L’Autorité provisoire de la coalition (APC) reconnaît détenir environ 8500 personnes. Toutefois, selon une organisation irakienne de défense des droits humains, il y aurait environ 15000 détenus. La plupart sont considérés comme « détenus pour raisons de sécurité », c’est-à-dire impliqués ou soupçonnés d’implication dans des actions anti-coalition.

De nombreux détenus ont affirmé avoir été torturés et maltraités par les troupes américaines et britanniques au cours de leur interrogatoire. Parmi les méthodes employées, ils ont cité les coups, la privation prolongée de sommeil, le maintien dans des positions douloureuses, parfois combiné à une exposition à de la musique très forte, le maintien prolongé d’un sac sur la tête et l’exposition à des lumières violentes.

Pratiquement aucune de ces allégations de torture et de mauvais traitements n’a fait l’objet d’une enquête appropriée.

Insécurité due aux attentats

Les civils irakiens sont aussi confrontés au danger sous la forme d’attaques, apparemment menées par des groupes armés qui, depuis le début de l’occupation, font de plus en plus partie du paysage irakien.

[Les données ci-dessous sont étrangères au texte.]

PR #775, opened 2019-06-10
Updating 3rd example in H80

### LINKED ISSUE #233: H80 Example 3
Example 3 is imo not a good example for H80. The "more here"-link is part of a paragraph which offers (also) information about the purpose of the link, which would be H78. I think a more concise example is needed to show the difference between H78 and H80.

alastc:
[Preview](https://raw.githack.com/w3c/wcag/1405a037ca0483af7e423fc61fef74341cbdc525/techniques/html/H80.html) and scroll to the newspaper example.

Closes #233


patrickhlauke:
depends how the script adds the link. might need to clarify that it adds it add the end, and not as part of the content/paragraph of the card.

patrickhlauke:
yup, much better :)

PR #767, opened 2019-06-05
Fixes for Understanding 1.3.3 Sensory Characteristics

patrickhlauke:
- expand/refocus the intent and benefits to be more explicitly about *instructions* (removing the vague implication that controls/content themselves shouldn't use shape/colour/etc alone)
- swap out first example, which was a failure of 1.1.1 not 1.3.3, with @awkawk's suggested example

Closes https://github.com/w3c/wcag/issues/750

Les attaques ont visé les militaires américains, le personnel de sécurité irakien, les postes de police contrôlés par des Irakiens, des dirigeants et des bâtiments religieux, le personnel des médias, des organisations non-gouvernementales et des agences des Nations Unies. Elles ont causé la mort de centaines de civils.

Si ces attentats faisaient partie d’une politique d’attaque systématique et généralisée de la population civile en Irak par une organisation quelconque, elles constitueraient des crimes contre l’humanité.

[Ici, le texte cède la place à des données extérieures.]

PR #3252, opened 2023-06-26
Wcag22inbrief eow

mbgower:
Including the "Why" phrase from EOWG, and repositioning above the normative text.

Previews of each:
- [Accessible Authentication Min](https://raw.githack.com/w3c/wcag/wcag22inbriefEOW/understanding/22/accessible-authentication-minimum.html)
- [Accessible Authentication enh](https://raw.githack.com/w3c/wcag/wcag22inbriefEOW/understanding/22/accessible-authentication-enhanced.html)
- [Consistent help](https://raw.githack.com/w3c/wcag/wcag22inbriefEOW/understanding/22/consistent-help.html)
- [Dragging movements](https://raw.githack.com/w3c/wcag/wcag22inbriefEOW/understanding/22/dragging-movements.html)
- [Focus appearance](https://raw.githack.com/w3c/wcag/wcag22inbriefEOW/understanding/22/focus-appearance.html)
- [Focus not obscured enh](https://raw.githack.com/w3c/wcag/wcag22inbriefEOW/understanding/22/focus-not-obscured-enhanced.html)
- [Focus not obscured min](https://raw.githack.com/w3c/wcag/wcag22inbriefEOW/understanding/22/focus-not-obscured-minimum.html)
- [Redundant entry](https://raw.githack.com/w3c/wcag/wcag22inbriefEOW/understanding/22/redundant-entry.html)
- [Target size min](https://raw.githack.com/w3c/wcag/wcag22inbriefEOW/understanding/22/target-size-minimum.html)


understanding/22/accessible-authentication-enhanced.html
```diff
@@ -12,6 +12,16 @@ <h1>Understanding Accessible Authentication (Enhanced)</h1>
         <h2>Status</h2>
         <p>This understanding document is part of the <a href="https://w3c.github.io/wcag/guidelines/22/"><strong>draft</strong> WCAG 2.2 content</a>. It may change or be removed before the final WCAG 2.2 is published.</p>
     </section> 
+   
+    <section id="brief">
+        <h2>In brief</h2>
+        <dl>
+            <dt>Goal</dt><dd>Make logins possible with less mental effort.</dd>
+            <dt>What to do</dt><dd>Don’t make people recognize objects or personal information to login.</dd>
```
mbgower, line 20:
```suggestion
            <dt>What to do</dt><dd>Don’t make people recognize objects or recall personal information to login.</dd>
```

understanding/22/accessible-authentication-enhanced.html
```diff
@@ -12,6 +12,16 @@ <h1>Understanding Accessible Authentication (Enhanced)</h1>
         <h2>Status</h2>
         <p>This understanding document is part of the <a href="https://w3c.github.io/wcag/guidelines/22/"><strong>draft</strong> WCAG 2.2 content</a>. It may change or be removed before the final WCAG 2.2 is published.</p>
     </section> 
+   
+    <section id="brief">
+        <h2>In brief</h2>
+        <dl>
+            <dt>Goal</dt><dd>Make logins possible with less mental effort.</dd>
+            <dt>What to do</dt><dd>Don’t make people recognize objects or recall personal information to login.</dd>
```
dbjorge, line 20: "personal information" makes me think of the name/email/phone-number that we explicitly allow recall tests for - the understanding document allows them specifically *because* they are "personal to the user". Maybe "memorize information" instead of "recall personal information"?

understanding/22/accessible-authentication-enhanced.html
```diff
@@ -12,6 +12,16 @@ <h1>Understanding Accessible Authentication (Enhanced)</h1>
...
+            <dt>Why it's important</dt><dd>Some people with cognitive disabilities cannot identify objects.</dd>
```
melaniephilipp, line 21: WE know that this SC builds on 3.3.8, but taken in isolation the WHY for this SC only addresses part of the WHAT and appears incomplete. Maybe something like: "Some people with cognitive disabilities cannot memorize a username and password, or type them, nor identify objects."

patrickhlauke: yes, I'm sure I made a similar point previously. the "enhanced" ones should be additive here, not just point out the delta to the "minimum"

mbgower: I  want to set the context that for almost all these SCs, the language of the first two lines is not being changed. It's being repositioned, and a third line added.
So, while I think this round gives us a chance to revisit existing wording -- _especially_ in a case like this where the wording _has_ been changed for this PR -- I want to emphasize that the third line (and overall repositioning) is the focus of the PR (and I get that the repositioning may motivate some of these comments).

Just trying to manage expectations :)

understanding/22/accessible-authentication-enhanced.html
mbgower: I  want to set the context that for almost all these SCs, the language of the first two lines is not being changed. It's being repositioned, and a third line added.
So, while I think this round gives us a chance to revisit existing wording -- _especially_ in a case like this where the wording _has_ been changed for this PR -- I want to emphasize that the third line (and overall repositioning) is the focus of the PR (and I get that the repositioning may motivate some of these comments).

Just trying to manage expectations :)

understanding/22/accessible-authentication-enhanced.html
mbgower: Remember that they're going to pass AA with those other details.
I'm not convinced there's a sufficient win by making these cumulative. They become harder to 'spot' the difference, placing more demand on the user to do comparisons.  But I'm also willing to explore. :)
I suspect the same overall response from the WG (as per Patrick's and others earlier comments) will apply here: it's more valuable to emphasize the addition or otherwise make the difference obviously, where possible.

patrickhlauke: then make it explicit with something like "in addition to its 'Minimum' counterpart, ..."

unfortunately, the way our 'Enhanced' SCs themselves have been worded *is* cumulative, so the brief overview should really reflect that. yes, *in practice* the whole SC only brings an extra aspect to the table, but the SC itself is written to include the AA norms as well

understanding/22/accessible-authentication-minimum.html
```diff
@@ -13,6 +13,16 @@ <h2>Status</h2>
         <p>This understanding document is part of the <a href="https://w3c.github.io/wcag/guidelines/22/"><strong>draft</strong> WCAG 2.2 content</a>. It may change or be removed before the final WCAG 2.2 is published.</p>
     </section> 
 
+    <section id="brief">
+        <h2>In brief</h2>
+        <dl>
+            <dt>Goal</dt><dd>Make logins possible with less mental effort.</dd>
+            <dt>What to do</dt><dd>Don’t make people solve, memorize, or transcribe something to log in.</dd>
+            <dt>Why it's important</dt><dd>Some people with cognitive disabilities cannot memorize a username and password, or type them.</dd>
```
patrickhlauke, line 21:
```suggestion
            <dt>Why it's important</dt><dd>Some people with cognitive disabilities cannot solve puzzles, memorize a username and password, or manually type them.</dd>
```

patrickhlauke: "manually" in my suggestion is perhaps redundant, but could do with something that conveys the idea of transcribing. maybe "retyping"?

understanding/22/focus-appearance.html
```diff
@@ -13,7 +13,16 @@ <h2>Status</h2>
         <p>This understanding document is part of the <a href="https://w3c.github.io/wcag/guidelines/22/"><strong>draft</strong> WCAG 2.2 content</a>. It may change or be removed before the final WCAG 2.2 is published.</p>
     </section>
 
+    <section id="brief">
+        <h2>In brief</h2>
+        <dl>
+            <dt>Goal</dt><dd>Make it easier to spot the keyboard focus.</dd>
+            <dt>What to do</dt><dd>Use a focus indicator of sufficient size and contrast.</dd>
+            <dt>Why it's important</dt><dd>Many people can't see small contrast differences, including older people.</dd>
```
patrickhlauke, line 21:
```suggestion
            <dt>Why it's important</dt><dd>Many people can't see small or low contrast differences, including older people.</dd>
```

understanding/22/redundant-entry.html
```diff
@@ -13,6 +13,16 @@ <h2>Status</h2>
       <p>This understanding document is part of the <a href="https://w3c.github.io/wcag/guidelines/22/"><strong>draft</strong> WCAG 2.2 content</a>. It may change or be removed before the final WCAG 2.2 is published.</p>
   </section>
 
+  <section id="brief">
+   <h2>In brief</h2>
+   <dl>
+      <dt>Goal</dt><dd>Make it easier for users to complete multi-step processes.</dd>
+      <dt>What to do</dt><dd>Don't ask for the same information twice in the same session.</dd>
+      <dt>Why it's important</dt><dd>Some people with cognitive disabilities have difficulty remember what they entered before.</dd>
```
patrickhlauke, line 21:
```suggestion
      <dt>Why it's important</dt><dd>Some people with cognitive disabilities have difficulty remembering what they entered before, or may make a mistake when re-entering the same information more than once.</dd>
```

understanding/22/target-size-minimum.html
```diff
@@ -13,6 +13,15 @@ <h2>Status</h2>
         <p>This understanding document is part of the <a href="https://w3c.github.io/wcag/guidelines/22/"><strong>draft</strong> WCAG 2.2 content</a>. It may change or be removed before the final WCAG 2.2 is published.</p>
     </section>
 
+    <section id="brief">
+        <h2>In brief</h2>
+        <dl>
+            <dt>Goal</dt><dd>Make controls easier to activate.</dd>
+            <dt>What to do</dt><dd>Ensure targets meet a minimum size or have sufficient spacing around them.</dd>
+            <dt>Why it's important</dt><dd>Some people with physical impairments cannot click small buttons that are close together.</dd>
```
patrickhlauke, line 21:
```suggestion
            <dt>Why it's important</dt><dd>Some people with physical impairments find it hard to click small buttons that are close together.</dd>
```

understanding/22/focus-appearance.html
mbgower: Hmm, I don't think they meant "small contrast" here to mean small size... How about
```suggestion
            <dt>Why it's important</dt><dd>Many people can't see small changes in contrast, including older people.</dd>
```

understanding/22/redundant-entry.html
mbgower: How about 
```suggestion
      <dt>Why it's important</dt><dd>Some people with cognitive disabilities have difficulty remember or re-entering what they entered before.</dd>
```

mbgower, line 21:
```suggestion
      <dt>Why it's important</dt><dd>Some people with cognitive disabilities have difficulty remembering what they entered before.</dd>
```

understanding/22/target-size-minimum.html
mbgower: I believe the EOWG would like to emphasize inability over difficulty, and there are some people for whom this more of a 'cannot' do rather than a 'not easy'.

understanding/22/focus-appearance.html
patrickhlauke: ah, but then...the "sufficient size" part of the "what to do" isn't really touched on

understanding/22/redundant-entry.html
patrickhlauke: fair enough, i mis-remembered (hah) that the understanding touched on the fact that if you ask the same thing twice, you're doubling the chances of somebody getting it accidentally wrong.

however, the change from "remember" to "remembering" is still needed though

understanding/22/accessible-authentication-enhanced.html
mbgower: We previously had "user-supplied information" approved when we adopted the In Brief, and we can just fall back to that -- although this modification was based on user feedback AND arguably the prior text has the same potential for confusion

The wording of the SC is 
> Personal Content
The cognitive function test is to identify non-text content the user provided to the website.

with a note that non-text content "may be represented by images, video, or audio."

How about 
```suggestion
            <dt>What to do</dt><dd>Don’t make people recognize objects or user-provided images and videos to login.</dd>
```

understanding/22/accessible-authentication-minimum.html
```diff
@@ -13,6 +13,16 @@ <h2>Status</h2>
         <p>This understanding document is part of the <a href="https://w3c.github.io/wcag/guidelines/22/"><strong>draft</strong> WCAG 2.2 content</a>. It may change or be removed before the final WCAG 2.2 is published.</p>
     </section> 
 
+    <section id="brief">
+        <h2>In brief</h2>
+        <dl>
+            <dt>Goal</dt><dd>Make logins possible with less mental effort.</dd>
+            <dt>What to do</dt><dd>Don’t make people solve, memorize, or transcribe something to log in.</dd>
```
mbgower, line 20:
```suggestion
            <dt>What to do</dt><dd>Don’t make people solve, recall, or transcribe something to log in.</dd>
```

understanding/22/accessible-authentication-minimum.html
mbgower: I think we can be a bit more specific to address the main use case
```suggestion
            <dt>Why it's important</dt><dd>Some people with cognitive disabilities cannot solve puzzles, memorize a username and password, or transcribe one-time passcodes.</dd>
```

understanding/22/focus-appearance.html
mbgower: why not? A smaller change is more subtle. The Why is supposed to be illustrative, not a 1:1 response to each point in the wording of the goal or normative text.

understanding/22/accessible-authentication-enhanced.html
mbgower:
```suggestion
            <dt>Why it's important</dt><dd>Some people with cognitive disabilities are excluded by cognitive function test, including object identification.</dd>
```

understanding/22/accessible-authentication-enhanced.html
shawna-slh: "personal content" isn't clear to me.

understanding/22/accessible-authentication-enhanced.html
shawna-slh: I'd like to keep the wording simple and direct. maybe:
> Some people with cognitive disabilities can't do puzzles and tests, and can't identify objects.

understanding/22/accessible-authentication-minimum.html
shawna-slh: hummm - is there something simpler than "transcribe"?

understanding/22/focus-appearance.html
shawna-slh: I think "subtle changes in visual appearance" is not specific enough and also uses bigger words and more abstract concept

mbgower: changing to "small changes", which I think addresses both concerns.

understanding/22/accessible-authentication-enhanced.html
mbgower:
```suggestion
            <dt>Why it's important</dt><dd>Some people with cognitive disabilities can't do puzzles and tests, or identify objects and media.</dd>
```

understanding/22/accessible-authentication-enhanced.html
mbgower: Okay, falling back to previously approved language, let's make it
```suggestion
            <dt>What to do</dt><dd>Don’t make people recognize objects or user-supplied images to login.</dd>
```

understanding/22/accessible-authentication-enhanced.html
```diff
@@ -12,6 +12,16 @@ <h1>Understanding Accessible Authentication (Enhanced)</h1>
         <h2>Status</h2>
         <p>This understanding document is part of the <a href="https://w3c.github.io/wcag/guidelines/22/"><strong>draft</strong> WCAG 2.2 content</a>. It may change or be removed before the final WCAG 2.2 is published.</p>
     </section> 
+   
+    <section id="brief">
+        <h2>In brief</h2>
+        <dl>
+            <dt>Goal</dt><dd>Make logins possible with less mental effort.</dd>
+            <dt>What to do</dt><dd>Don’t make people recognize objects or user-supplied non-text information to login.</dd>
+            <dt>Why it's important</dt><dd>Some people with cognitive disabilities can't do puzzles and tests, including identify objects and non-text information they previously supplied.</dd>
```
mbgower, line 21:
```suggestion
            <dt>Why it's important</dt><dd>Some people with cognitive disabilities can't do puzzles and tests, including identifying objects and non-text information they previously supplied.</dd>
```

understanding/22/accessible-authentication-enhanced.html
```diff
@@ -12,6 +12,16 @@ <h1>Understanding Accessible Authentication (Enhanced)</h1>
         <h2>Status</h2>
         <p>This understanding document is part of the <a href="https://w3c.github.io/wcag/guidelines/22/"><strong>draft</strong> WCAG 2.2 content</a>. It may change or be removed before the final WCAG 2.2 is published.</p>
     </section> 
+   
+    <section id="brief">
+        <h2>In brief</h2>
+        <dl>
+            <dt>Goal</dt><dd>Make logins possible with less mental effort.</dd>
+            <dt>What to do</dt><dd>Don’t make people recognize objects or user-supplied non-text information to login.</dd>
+            <dt>Why it's important</dt><dd>Some people with cognitive disabilities can't do puzzles and tests, including identifying objects and non-text information they previously supplied.</dd>
```
mbgower, line 21:
```suggestion
            <dt>Why it's important</dt><dd>Some people with cognitive disabilities can't do puzzles, including identifying objects and non-text information they previously supplied.</dd>
```

mbgower:
Received the following comments from @gundulaniemann in survey. I am going to respond here for posterity:

>accessible authentication:
I am confused as to what is restricted with which accessible authentication level.
The what to do
"Don’t make people recognize objects or recall personal information to login"
and
"Don’t make people solve, memorize, or transcribe something to log in."
to me basically means the same. Rather the second restricts more, yet it was cited from the 'minimum' version.

You aren't alone in your observation that the SCs are cumulative but ALSO redundant. It make a challenge providing a succinct summary that stands alone. The WG previously voted _not_ to restate the earlier requirement as part of the enhanced 'in brief'. I've nonetheless _tried_ to add a tiny bit of connecting text, which has been reworded. Please review to see if it's any better.

>Dragging Movements:
The SC is about mouse and touch, and the point is that the user cannot perform a reliable and exact dragging movement. This should be reflected int he Why it's important section.
Suggestion:
Some people cannot perform an exact dragging movement.

The EO folks are interested in focusing on inability as opposed to difficulty, hence "Some people cannot use a mouse to drag items". As well, although you are correct that touchscreens are relevant, the use of "mouse" was felt to be more immediately recognizable than "pointer", which is nonetheless used in the what to do section -- so 'mouse' provides a recognizable synonym.  

>Focus not obscured enhanced:
The point is not, what people do not use nor whether they would be able to use a mouse, but what users in fact chose to use.
Why it's important: People who use a keyboard need to easily see what has keyboard focus.

>focus not obscured minimum:
The point is not, what people do not use nor whether they would be able to use a mouse, but what users in fact chose to use.
Why it's important: People who use a keyboard need to see what has keyboard focus.

Getting back to the EO perspective, many people not as familiar with accessibility will more quickly understand 'oh, it's for people who can't use a mouse'. The keyboard is obviously present in the same sentence and in the prior line. And of course the Understanding document provides in depth infor on the needs of those reliant on the keyboard API. This wording also gets us away from saying "keyboard" twice in one brief line!

>redundant entry:
not sure about the grammar as I not a native speaker.
Some people with cognitive disabilities have difficulty _to_ remember what they entered before.

Corrected

>target size minimum:
I prefer "cannot" instead of "find it hard to".

Adopted.

understanding/22/accessible-authentication-enhanced.html
```diff
@@ -12,6 +12,16 @@ <h1>Understanding Accessible Authentication (Enhanced)</h1>
         <h2>Status</h2>
         <p>This understanding document is part of the <a href="https://w3c.github.io/wcag/guidelines/22/"><strong>draft</strong> WCAG 2.2 content</a>. It may change or be removed before the final WCAG 2.2 is published.</p>
     </section> 
+   
+    <section id="brief">
+        <h2>In brief</h2>
+        <dl>
+            <dt>Goal</dt><dd>Make logins possible with less mental effort.</dd>
+            <dt>What to do</dt><dd>Don’t make people recognize objects or user-supplied non-text information to login.</dd>
```
mbgower, line 20: Since we are saying "non-text information" in the Why as well now, I wonder if we should swap it out here?
```suggestion
            <dt>What to do</dt><dd>Don’t make people recognize objects or user-supplied images and media to login.</dd>
```

mbgower: I've been toying with trying to make this _somehow_ reference the minimum, but it is VERY hard to do unless one assumes a user is a aware there is a minimum version, in which case, they theoretically already understand this is an additional requirement...
```suggestion
            <dt>What to do</dt><dd>In addition to the minimum requirements, don’t make people recognize objects or user-supplied images and media to login.</dd>
```

shawna-slh: (also wondering about "user-supplied"... )

patrickhlauke: > Were we going to replace "transcribe" -> "Type"?

that doesn't have the same connotation though. Transcribe is "read it in one place, then type it up in another place". Otherwise, just having "type" there might give the wrong impression that this is about just having autofill / QR codes / etc that don't require actual typing, which is not the point

mbgower: in the minimum, which was more concentrated, I've adjusted the 'transcribe' wording, and am fairly satisfied with this.
I do not think there's an elegant or easy way to crack the progression of these 2 criteria in a way that is always a 'win'.  My inclination is to stick pretty closely to the approved language for now, until the time that someone comes up with something that everyone responds YES!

Amnesty International a appelé les groupes armés à mettre un terme à leur politique d’attaque de civils et de membres des organisations humanitaires internationales. Elle a également lancé un appel demandant que les auteurs présumés de ces crimes soient traduits en justice et jugés conformément aux normes internationales relatives aux droits humains.

L’absence de loi et d’ordre continue d’être un souci majeur dans de nombreuses régions d’Irak.

Les délégués d’Amnesty International ont été les premiers témoins de l’impact dévastateur de cette anarchie sur la vie des Irakiens ordinaires, qu’il s’agisse des actes de pillage, des morts par vengeance, des enlèvements et de la violence contre les femmes.

Des changements fondamentaux sont nécessaires au niveau du système juridique, de l’appareil judiciaire et de la justice pénale en Irak. Les droits humains doivent être au centre de tous les efforts de reconstruction de l’Irak. Faillir à protéger les droits humains dans le processus de changement serait trahir le peuple irakien qui a tant souffert dans le passé.